Numéro un en Occident

La fusion de Bombardier Transport et d’Alstom, calcule Benoit Poirier de Desjardins, créerait une entreprise d’environ 18 milliards US de revenus. Ce serait encore loin derrière la chinoise CRRC et ses 34 milliards, mais bien devant celui qui deviendrait le deuxième acteur en importance en Occident, Siemens, à 10 milliards.

Des rapports venant de France jeudi indiquaient que la Caisse de dépôt, qui céderait ses actions de Bombardier Transport en échange d’actions d’Alstom, deviendrait de facto le plus important actionnaire de cette dernière, devant le groupe français Bouygues.
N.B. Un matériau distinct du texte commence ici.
PR #1131, opened 2021-06-09
Added userinfo endpoint to validate basic auth

aktivk:
added userinfo API endpoint to verify the basic authentication credentials and returns the user information with the tenant and username


stefbehl (changes requested):
Looks good. Thanks Anand!
Would be great if you could add a unit test which also covers the error cases. Thanks!

stefbehl (approved):
Looks good. Thanks Anand!

PR #1136, opened 2021-07-02
Publish target assign event

herdt-michael:
Throw the TargetAssignDistributionSetEvent even if there are actions in CANCELING state present. Filter the actions on the receiver side. In this case at the DMF.


hawkbit-dmf/hawkbit-dmf-amqp/src/test/java/org/eclipse/hawkbit/integration/AbstractAmqpServiceIntegrationTest.java
```diff
@@ -217,6 +216,20 @@ protected Message createAndSendPingMessage(final String correlationId, final Str
         return message;
     }
 
+    protected void sendActionUpdateStatus(final DmfActionUpdateStatus actionStatus) {
```
bogdan-bondar, line 219: please unify/replace with `createAndSendActionStatusUpdateMessage`

bogdan-bondar (changes requested):

bogdan-bondar (approved):

PR #167, opened 2023-12-13
feat: return feature from isEnabled to avoid another lookup

### LINKED ISSUE #161: Avoid fetching feature again in GetVariant

Currently `GetVariant` calls `isEnabled` and then uses a custom resolver or `getToggle` to fetch the feature immediately afterwards.

### Background

We are starting to use the Unleash client in very performance-sensitive places and we notied this inefficiency in testing when we noticed our custom resolver being called twice.

### Solution suggestions

Ideally `StrategyResult` could contain the `Feature` so that `GetVariant` doesn't have to fetch it again. I do realize this is probably a small perf improvement but it seems simple.

jameshartig:
## About the changes

Previously GetVariant would do 2 storage.Get calls which might be costly depending on the implementation. It doesn't need to do the second one if we just return the feature from isEnabled.

Closes #161

### DIFF
--- a/client.go
+++ b/client.go
@@ -245,12 +245,13 @@ func (uc *Client) IsEnabled(feature string, options ...FeatureOption) (enabled b
 		uc.metrics.count(feature, enabled)
 	}()
 
-	return uc.isEnabled(feature, options...).Enabled
+	result, _ := uc.isEnabled(feature, options...)
+	return result.Enabled
 }
 
 // isEnabled abstracts away the details of checking if a toggle is turned on or off
 // without metrics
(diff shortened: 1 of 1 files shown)


FredrikOseberg:
> ## About the changes
> Previously GetVariant would do 2 storage.Get calls which might be costly depending on the implementation. It doesn't need to do the second one if we just return the feature from isEnabled.
> 
> Closes #161
> 
> ### Important files
> ## Discussion points

I'll take a look at this as soon as I can

FredrikOseberg (approved):
LGTM

PR #168, opened 2023-12-13
feat(api): add type to Feature

### LINKED ISSUE #162: Add Type to api.Feature

The API returns the `type` of the feature. It should be added as a struct field on `api.Feature`.

### Background

We will have some special metrics around `kill-switch` type features to specifically track when those are being enabled to kill features.

### Solution suggestions

Add `Type string` field to `api.Feature`.

jameshartig:
## About the changes

Adds the `Type` field to `api.Feature` which is already returned by the API but was not captured in the Go struct.

Closes #162

## Discussion points

This will be slightly difficult for us to get to in normal usage since `IsEnabled` and `GetVariant` do not expose the underlying `api.Feature`. We plan to add our own `map[string]*api.Feature` to our internal client so we can resolve the underlying feature after we call `GetVariant`.

### DIFF
--- a/api/feature.go
+++ b/api/feature.go
@@ -26,6 +26,9 @@ type Feature struct {
 	// Name is the name of the feature toggle.
 	Name string `json:"name"`
 
+	// Type is the type of the feature toggle.
+	Type string `json:"type"`
+
 	// Description is a description of the feature toggle.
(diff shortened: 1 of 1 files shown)


FredrikOseberg (approved):
LGTM

PR #169, opened 2023-12-18
[wip] fix: variant fallback usage

### LINKED ISSUE #160: WithVariantFallback and WithVariantFallbackFunc are called when feature isn't found
### Describe the bug

[WithVariantFallback](https://github.com/Unleash/unleash-client-go/blob/v4.0.1/config.go#L219) and [WithVariantFallbackFunc](https://github.com/Unleash/unleash-client-go/blob/v4.0.1/config.go#L227) both say they are called when no variant is found but they're actually called when a *feature* isn't found. There's no way to provide a fallback when variants aren't found.

1. Call `GetVariant` on a non-existent feature with `WithVariantFallback`.
2. Observe fallback being used when the feature doesn't exist

### Expected behavior

I expected the options to match their descriptions and only be called when the variant isn't found. 

### Logs, error output, etc.

_No response_

### Screenshots

_No response_

### Additional context

_No response_

### Unleash version

_No response_

### Subscription type

Pro

### Hosting type

Hosted by Unleash

Version 4.0.1

thomasheartman:
This PR fixes a bug in how we use fallback variants in this SDK.

The fallback should be used when there is no flag, when the flag doesn't have any variants, and if the flag has variants, but is disabled. However, prior to this, it was only used if the flag didn't exist.

It addresses the issues in and closes #160.

### Overriding `FeatureEnabled`

Comparing this to the Node SDK, I noticed one thing that we don't seem to do: setting the `FeatureEnabled` property based on the flag's enabled state. 

Because the fallback you pass in also has `FeatureEnabled` as a property, you can in theory override this. However, that means you can get into situations where the flag is actually enabled, but the variant says `FeatureEnabled` is `false` because that's what the fallback says. That seems incorrect to me, so I've added in some handling for that, but I'd like to get a second opinion on it.

### Code quality

This may be my first time writing Go, so it's very possible that I've missed some idioms or similar. Please feel free to correct as many things as you want.

### DIFF
--- a/client.go
+++ b/client.go
@@ -417,8 +417,13 @@ func (uc *Client) getVariantWithoutMetrics(feature string, options ...VariantOpt
 
 	if !strategyResult.Enabled {
 		if opts.variantFallbackFunc != nil {
-			return opts.variantFallbackFunc(feature, ctx)
+			variant := opts.variantFallbackFunc(feature, ctx)
+			if variant != nil {
+				variant.FeatureEnabled = false
+			}
+			return variant
 		} else if opts.variantFallback != nil {
+			opts.variantFallback.FeatureEnabled = false
 			return opts.variantFallback
 		}
 		return defaultVariant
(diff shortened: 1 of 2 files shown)


thomasheartman:
closing in favor of #171

PR #171, opened 2023-12-18
fix: variant fallback usage

### LINKED ISSUE #160: WithVariantFallback and WithVariantFallbackFunc are called when feature isn't found

thomasheartman:
This PR fixes a bug in how we use fallback variants in this SDK.

The fallback should be used when there is no flag, when the flag doesn't have any variants, and if the flag has variants, but is disabled. However, prior to this, it was only used if the flag didn't exist.

It addresses the issues in and closes #160.

### Overriding `FeatureEnabled`

Comparing this to the Node SDK, I noticed one thing that we don't seem to do: setting the `FeatureEnabled` property based on the flag's enabled state.

Because the fallback you pass in also has `FeatureEnabled` as a property, you can in theory override this. However, that means you can get into situations where the flag is actually enabled, but the variant says `FeatureEnabled` is `false` because that's what the fallback says. That seems incorrect to me, so I've added in some handling for that, but I'd like to get a second opinion on it.

### Code quality

This may be my first time writing Go, so it's very possible that I've missed some idioms or similar. Please feel free to correct as many things as you want.

This includes the very verbose test setup which accounts for ~85% of this PR.

### DIFF
--- a/client.go
+++ b/client.go
@@ -418,13 +418,8 @@ func (uc *Client) getVariantWithoutMetrics(feature string, options ...VariantOpt
 
 	getFallbackVariant := func(featureEnabled bool) *api.Variant {
 		if opts.variantFallbackFunc != nil {
-			variant := opts.variantFallbackFunc(feature, ctx)
-			if variant != nil {
-				variant.FeatureEnabled = featureEnabled
-			}
-			return variant
+			return opts.variantFallbackFunc(feature, ctx)
 		} else if opts.variantFallback != nil {
-			opts.variantFallback.FeatureEnabled = featureEnabled
 			return opts.variantFallback
 		}
 
--- a/client.go
+++ b/client.go
@@ -416,7 +416,7 @@ func (uc *Client) getVariantWithoutMetrics(feature string, options ...VariantOpt
 		strategyResult, f = uc.isEnabled(feature, WithContext(*ctx))
 	}
 
-	getFallbackWithFeatureEnabled := func(featureEnabled bool) *api.Variant {
+	getFallbackVariant := func(featureEnabled bool) *api.Variant {
 		if opts.variantFallbackFunc != nil {
 			variant := opts.variantFallbackFunc(feature, ctx)
 			if variant != nil {
@@ -435,11 +435,11 @@ func (uc *Client) getVariantWithoutMetrics(feature string, options ...VariantOpt
 	}
 
 	if !strategyResult.Enabled {
-		return getFallbackWithFeatureEnabled(false)
+		return getFallbackVariant(false)
 	}
 
 	if f == nil || !f.Enabled {
-		return getFallbackWithFeatureEnabled(false)
+		return getFallbackVariant(false)
 	}
 
 	if strategyResult.Variant != nil {
@@ -447,7 +447,7 @@ func (uc *Client) getVariantWithoutMetrics(feature string, options ...VariantOpt
 	}
 
 	if len(f.Variants) == 0 {
-		return getFallbackWithFeatureEnabled(true)
+		return getFallbackVariant(true)
 	}
 
 	return api.VariantCollection{
--- a/client.go
+++ b/client.go
@@ -416,21 +416,30 @@ func (uc *Client) getVariantWithoutMetrics(feature string, options ...VariantOpt
 		strategyResult, f = uc.isEnabled(feature, WithContext(*ctx))
 	}
 
-	if !strategyResult.Enabled {
-		return defaultVariant
-	}
-
-	if f == nil {
+	getFallbackWithFeatureEnabled := func(featureEnabled bool) *api.Variant {
 		if opts.variantFallbackFunc != nil {
-			return opts.variantFallbackFunc(feature, ctx)
+			variant := opts.variantFallbackFunc(feature, ctx)
+			if variant != nil {
+				variant.FeatureEnabled = featureEnabled
+			}
+			return variant
 		} else if opts.variantFallback != nil {
+			opts.variantFallback.FeatureEnabled = featureEnabled
 			return opts.variantFallback
+		}
+
+		if featureEnabled {
+			return disabledVariantFeatureEnabled
 		}
 		return defaultVariant
 	}
 
-	if !f.Enabled {
-		return defaultVariant
+	if !strategyResult.Enabled {
+		return getFallbackWithFeatureEnabled(false)
+	}
+
+	if f == nil || !f.Enabled {
+		return getFallbackWithFeatureEnabled(false)
 	}
 
 	if strategyResult.Variant != nil {
@@ -438,7 +447,7 @@ func (uc *Client) getVariantWithoutMetrics(feature string, options ...VariantOpt
 	}
 
 	if len(f.Variants) == 0 {
-		return disabledVariantFeatureEnabled
+		return getFallbackWithFeatureEnabled(true)
 	}
 
 	return api.VariantCollection{
--- a/client_test.go
+++ b/client_test.go
@@ -1180,17 +1180,11 @@ func TestGetVariantWithFallbackVariantWhenFeatureDisabled(t *testing.T) {
 			Segments: []api.Segment{},
 		})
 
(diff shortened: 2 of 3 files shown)


client.go
```diff
@@ -416,29 +416,38 @@ func (uc *Client) getVariantWithoutMetrics(feature string, options ...VariantOpt
...
 		}
+
+		if featureEnabled {
+			return disabledVariantFeatureEnabled
+		}
 		return defaultVariant
 	}
 
-	if !f.Enabled {
-		return defaultVariant
```
thomasheartman, line 433: I don't know when we ever hit this? I couldn't find a way to trigger it. One of the tests uses a default strategy (which is always enabled), but with `f.Enabled` set to false. This seems to still hit the previous `strategyResult.enabled`, though, so I suspect this isn't used anymore, but I'll leave it in combined with missing flags regardless.

client_test.go
```diff
@@ -1144,3 +1144,216 @@ func TestClient_VariantFromEnabledFeatureWithNoVariants(t *testing.T) {
...
+			Features: features,
+			Segments: []api.Segment{},
+		})
+
+	mockListener := &MockedListener{}
+	mockListener.On("OnReady").Return()
+	mockListener.On("OnRegistered", mock.AnythingOfType("ClientData"))
+	mockListener.On("OnCount", feature, false).Return()
+	mockListener.On("OnError").Return()
+
```
chriswk: unless you explicitly want to test something with the Listener, you can use the NoopListener instead of a mocked listener here.

chriswk (approved):
If you were afraid of non idiomatic go, I might not be the best reviewer, but this certainly looks good to me. I understand what you're doing and I like the added tests.

:+1:

config.go
```diff
@@ -214,16 +214,20 @@ type variantOption struct {
 // VariantOption provides options for querying if a variant is found or not.
 type VariantOption func(*variantOption)
 
-// WithVariantFallback specifies what the value should be if the variant is not found on the
-// unleash service.
+// WithVariantFallback specifies what the value should be if the
```
jameshartig, line 217: I think it's useful to say that the `FeatureEnabled` field will be overwritten in this comment and the next one.

client_test.go
```diff
@@ -1144,3 +1144,216 @@ func TestClient_VariantFromEnabledFeatureWithNoVariants(t *testing.T) {
...
+		WithInstanceId(mockInstanceId),
+		WithListener(mockListener),
+	)
+
+	assert.NoError(err)
+	client.WaitForReady()
+
+	fallbackVariant := api.Variant{
+		Name: "fallback-variant",
+                FeatureEnabled: true,
```
jameshartig: Spacing is a bit weird here

client_test.go
```diff
@@ -1144,3 +1144,216 @@ func TestClient_VariantFromEnabledFeatureWithNoVariants(t *testing.T) {
...
+
+	assert.Equal(fallbackVariant, *variant)
+
+	fallbackFunc := func(feature string, ctx *context.Context) *api.Variant {
+		return &fallbackVariant
+	}
+
+	variantWithFallbackFunc := client.GetVariant(feature, WithVariantFallbackFunc(fallbackFunc))
+
+	assert.Equal(fallbackVariant, *variantWithFallbackFunc)
```
jameshartig, line 1211: While I get that the `FeatureEnabled` field is being changed in the previous call to `GetVariant` that is a bit confusing here looking at the test. I think it might be better if you did:

```go
	fallbackVariant = api.Variant{
		Name: "fallback-variant",
    FeatureEnabled: true,
	}
	fallbackFunc := func(feature string, ctx *context.Context) *api.Variant {
		return &fallbackVariant
	}
```

then later did the same
```go
	assert.False(variantWithFallbackFunc.Enabled)

	assert.False(variantWithFallbackFunc.FeatureEnabled)
```

client_test.go
```diff
@@ -1144,3 +1144,216 @@ func TestClient_VariantFromEnabledFeatureWithNoVariants(t *testing.T) {
...
```
jameshartig, line 1283: Same thing here just to make it clear what the test is testing in the second case

client_test.go
```diff
@@ -1144,3 +1144,216 @@ func TestClient_VariantFromEnabledFeatureWithNoVariants(t *testing.T) {
...
```
jameshartig, line 1337: Same thing in this test too

jameshartig:
I left a few comments. I do think the `FeatureEnabled` overriding makes sense but since it is a pointer it's a bit risky. There definitely needs to be something in those method docs that makes it very clear that the pointer will be modified.

jameshartig:
There could actually be a race here where a caller passes in the same pointer to multiple calls to `GetVariant` and that ends up triggering a race when setting that field. Because of this possible race I'm actually leaning the other way now and maybe think we should just return it as-is (without touching the variant) at least until we have a solution for the race. @thomasheartman @chriswk thoughts?

thomasheartman:
@jameshartig Appreciate the review! I'll address your comments. As for touching / not touching the `FeatureEnabled` field. Yeah, that's a good point, which is why I was a little wary of it. Because we're dealing with pointers here (as far as I can tell), it makes it trickier to return a struct with just that field overridden. I'm happy to leave out changing the `FeatureEnabled` field (but I think that should also be clarified in the function comments and the docs).

client_test.go
thomasheartman: Ah, that's nice. Thanks!

thomasheartman: Addressed in d4a5c323588dedcddca9936707e5d0f698ee7be4

client_test.go
thomasheartman: That's probably a tabs/spaces thing. Weird that my editor changed to using whatever the other is. Anyway, that line is gone now, so that's not an issue anymore.

client_test.go
thomasheartman: Removed changing the feature enabled in 251d167c134e70a2f58ce5420b88064bc7daaae3 as per your suggestion. With that change, is there still anything here you'd like to address?

thomasheartman:
I changed the `FeatureEnabled` handling in 251d167c134e70a2f58ce5420b88064bc7daaae3 and added some extra tests for that explicitly in bc87bd3e8f04a05828a84b6e5ec1367c6e814c3d. Does that seem sensible to you @jameshartig? Oh, and I'd be very interested to hear your thoughts on that handling as well, @chriswk ☺️

client_test.go
jameshartig: Nope, lgtm

jameshartig (approved):

jameshartig:
> I changed the `FeatureEnabled` handling in [251d167](https://github.com/Unleash/unleash-client-go/commit/251d167c134e70a2f58ce5420b88064bc7daaae3) and added some extra tests for that explicitly in [bc87bd3](https://github.com/Unleash/unleash-client-go/commit/bc87bd3e8f04a05828a84b6e5ec1367c6e814c3d). Does that seem sensible to you @jameshartig? Oh, and I'd be very interested to hear your thoughts on that handling as well, @chriswk ☺️

Yep! It looks good now. I do agree that it's unfortunate the field isn't being automatically set but that might be something we can solve down the road in a v5.

PR #172, opened 2023-12-21
task: Bumped clientVersion

chriswk:
As the title says, bumps clientVersion so we can tag 4.1.0


chriswk:
how is our coverage reduced by me bumping a clientVersion?

daveleek (approved):
LG!

PR #174, opened 2024-07-10
feat: automatically generated instanceId

nunogois:
https://linear.app/unleash/issue/2-2395/make-instance-id-autogenned-go

This makes `instanceId` an automatically generated property, instead of being set by the user.

Similar to: 
 - https://github.com/Unleash/unleash-client-ruby/pull/179
 - https://github.com/Unleash/unleash-client-node/pull/640
 - https://github.com/Unleash/unleash-client-dotnet/pull/226


sighphyre (approved):
LGTM

PR #175, opened 2024-07-26
feat: New Metrics metadata

chriswk:
is included in client registration and client metrics

### DIFF
--- a/config.go
+++ b/config.go
@@ -108,11 +108,6 @@ func WithStrategies(strategies ...strategy.Strategy) ConfigOption {
 		o.strategies = strategies
 	}
 }
-func WithStarted(startedAt time.Time) ConfigOption {
-	return func(o *configOption) {
-		o.started = &startedAt
-	}
-}
 
 // WithStorage specifies which storage implementation the repository should use for storing feature
 // toggles.
--- a/config.go
+++ b/config.go
@@ -25,7 +25,6 @@ type configOption struct {
 	storage         Storage
 	httpClient      *http.Client
 	customHeaders   http.Header
-	started         *time.Time
 }
 
 // ConfigOption represents a option for configuring the client.
--- a/config.go
+++ b/config.go
@@ -25,6 +25,7 @@ type configOption struct {
 	storage         Storage
 	httpClient      *http.Client
 	customHeaders   http.Header
+	started         *time.Time
 }
 
 // ConfigOption represents a option for configuring the client.
@@ -105,6 +106,11 @@ func WithBackupPath(backupPath string) ConfigOption {
 func WithStrategies(strategies ...strategy.Strategy) ConfigOption {
 	return func(o *configOption) {
 		o.strategies = strategies
+	}
+}
+func WithStarted(startedAt time.Time) ConfigOption {
+	return func(o *configOption) {
+		o.started = &startedAt
 	}
 }
 
@@ -265,4 +271,5 @@ type metricsOptions struct {
 	disableMetrics  bool
 	httpClient      *http.Client
 	customHeaders   http.Header
+	started         *time.Time
 }
--- a/metrics.go
+++ b/metrics.go
@@ -8,6 +8,7 @@ import (
 	"math"
 	"net/http"
 	"net/url"
+	"runtime"
 	"sync"
 	"time"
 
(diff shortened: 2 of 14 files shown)


sighphyre (changes requested):
The code looks cool but what happened to `specVersion`?

config.go
```diff
@@ -107,6 +108,11 @@ func WithStrategies(strategies ...strategy.Strategy) ConfigOption {
 		o.strategies = strategies
 	}
 }
+func WithStarted(startedAt time.Time) ConfigOption {
+	return func(o *configOption) {
+		o.started = &startedAt
+	}
+}
```
nunogois: Should `started` be configurable?

chriswk: Mostly for tests here

chriswk: I would've used #[cfg(test)] here, don't know what the same is in go.

chriswk: Good point, I've moved it into the test file where I used it instead.

chriswk:
> The code looks cool but what happened to `specVersion`?

Don't you come here with your facts :1st_place_medal: . Added specVersion...

config.go
nunogois: I still don't like that we're polluting our config options with something that shouldn't be user-configurable and I'm still not super convinced of its value. Maybe we can relax our tests instead?

nunogois: Something like this seems to work, but maybe there's a better way:

```go
func clientDataMatcher() func(req *http.Request, ereq *gock.Request) (bool, error) {
	defaultStrategies := []string{
		"default",
		"applicationHostname",
		"gradualRolloutRandom",
		"gradualRolloutSessionId",
		"gradualRolloutUserId",
		"remoteAddress",
		"userWithId",
		"flexibleRollout",
	}
	return func(req *http.Request, ereq *gock.Request) (bool, error) {
		var data ClientData
		err := json.NewDecoder(req.Body).Decode(&data)
		if err != nil {
			return false, err
		}

		if data.Started.IsZero() {
			return false, nil
		}

		expectedData := ClientData{
			AppName:          mockAppName,
			InstanceID:       mockInstanceId,
			SDKVersion:       fmt.Sprintf("%s:%s", clientName, clientVersion),
			Strategies:       defaultStrategies,
			Interval:         0,
			PlatformVersion:  runtime.Version(),
			PlatformName:     "go",
			YggdrasilVersion: nil,
			SpecVersion:      specVersion,
		}

		return data.AppName == expectedData.AppName &&
			data.InstanceID == expectedData.InstanceID &&
			data.SDKVersion == expectedData.SDKVersion &&
			compareStringSlices(data.Strategies, expectedData.Strategies) &&
			data.Interval == expectedData.Interval &&
			data.PlatformVersion == expectedData.PlatformVersion &&
			data.PlatformName == expectedData.PlatformName &&
			data.YggdrasilVersion == expectedData.YggdrasilVersion &&
			data.SpecVersion == expectedData.SpecVersion, nil
	}
}

func compareStringSlices(a, b []string) bool {
	if len(a) != len(b) {
		return false
	}
	for i := range a {
		if a[i] != b[i] {
			return false
		}
	}
	return true
}

func TestMetrics_ClientDataIncludesNewMetadata(t *testing.T) {
	assert := assert.New(t)
	defer gock.OffAll()

	gock.New(mockerServer).
		Post("/client/register").
		AddMatcher(clientDataMatcher()).
		Reply(200)

	client, err := NewClient(
		WithUrl(mockerServer),
		WithMetricsInterval(50*time.Millisecond),
		WithAppName(mockAppName),
		WithInstanceId(mockInstanceId),
	)

	assert.Nil(err, "Client should open without a problem")

	time.Sleep(100 * time.Millisecond)

	err = client.Close()

	assert.Nil(err, "Client should close without errors")

	st.Expect(t, gock.IsDone(), true)
}
```

sighphyre (approved):
Noice! LGTM

config.go
chriswk: Thanks. I added your suggestion

chriswk: And removed started from the options

metrics.go
```diff
@@ -73,10 +98,14 @@ type metrics struct {
 }
 
 func newMetrics(options metricsOptions, channels metricsChannels) *metrics {
+	started := time.Now()
+	if options.started != nil {
+		started = *options.started
+	}
```
nunogois: I believe this can be reverted now, and we can set `started: time.Now()` like before.

metrics_test.go
```diff
@@ -426,3 +429,166 @@ func TestMetrics_ErrorCountShouldDecreaseIfSuccessful(t *testing.T) {
...
+	if len(a) != len(b) {
+		return false
+	}
+	for i := range a {
+		if a[i] != b[i] {
+			return false
+		}
+	}
+	return true
+}
```
nunogois, line 489: These are helper functions, not tests. Maybe we should move them to the top of the file or somewhere else that's not here?

nunogois (approved):
LGTM - Thank you for considering my comments 😄

metrics_test.go
chriswk: Why not here, they're used immediately after?

nunogois: Simply readability / convention / preference. I don't have strong feelings either way, and I understand the logic of keeping them near to where they're used, so I'm happy with keeping this.

PR #180, opened 2024-09-19
chore: update comment

thomasheartman:
Relates to a related fix done in some other sdks, such as the node one at
Unleash/unleash-client-node#417

In this case, the comment was misleading, so we can edit it.


sighphyre (approved):
LGTM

Isolée, la valeur de Bombardier Aviation pourrait croître rapidement. Selon les calculs de M. Poirier, la valeur de cette division au terme de la vente de Bombardier Transport ne représenterait que 4,4 fois son bénéfice d’exploitation de 2021, comparativement à 9 fois pour des entreprises comparables.

Conformité

Bombardier pourrait faire mieux, selon EDC

On peut faire mieux chez Bombardier en matière de conformité et d’éthique, selon un examen commandé par Exportation et développement Canada (EDC), dont les conclusions détaillées demeureront secrètes. La société d’État fédérale, qui agit en tant qu’agence de crédit pour les entreprises cherchant à faire des affaires à l’étranger, n’a toutefois pas été trop sévère à l’endroit du constructeur d’avions et de trains, estimant qu’il était sur la « bonne voie ». EDC a annoncé jeudi la conclusion de l’examen commandé au cabinet d’avocats McCarthy Tétrault, après la divulgation des résultats financiers de Bombardier. Le rapport annuel de la multinationale fait également état de la vérification qui s’était amorcée le 1er août. EDC avait commandé un examen externe dans la foulée des informations entourant un contrat de matériel ferroviaire de 340 millions miné par des accusations de corruption en Azerbaïdjan ayant été attribué à un consortium dirigé par Bombardier. L’agence fédérale n’était pas impliquée dans la transaction, mais n’en était pas moins préoccupée par les répercussions. Bombardier est actuellement sous la loupe de la Banque mondiale en lien avec cette affaire.